[[ Record excerpts, beginning ]]
PR #2549, opened 2023-05-27
add holybro DronCAN F9P

vincentpoont2:
add holybro DronCAN F9P


en/gps_compass/README.md
```diff
@@ -46,8 +46,12 @@ Device | GPS | Compass | [RTK](../gps_compass/rtk_gps.md) | [GPS Yaw Output](#co
 [Holybro Nano Ublox M8 5883 GPS](https://holybro.com/products/nano-m8-5883-gps-module) | UBX-M8030 | QMC5883 | | | |
 [Holybro M8N GPS](../gps_compass/gps_holybro_m8n_m9n.md) | M8N | IST8310 | | | |
 [Holybro M9N GPS](../gps_compass/gps_holybro_m8n_m9n.md) | M9N | IST8310 | | | |
+[Holybro DroneCAN M8N GPS](https://holybro.com/products/dronecan-m8n-gps) | M8N | BMM150 | | | |
```
hamishwillee, line 49: Better to have PX4 docs pages and link to those. But either way, this page already exists above linked to our page.
```suggestion
```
[[ Record excerpts, end ]]
=== Assignment ===
Your answer must consist only of the lines from the one with "hamishwillee, line 49: Better" through the final line of the entries, each retyped exactly.

=== The answer ===
hamishwillee, line 49: Better to have PX4 docs pages and link to those. But either way, this page already exists above linked to our page.
```suggestion
```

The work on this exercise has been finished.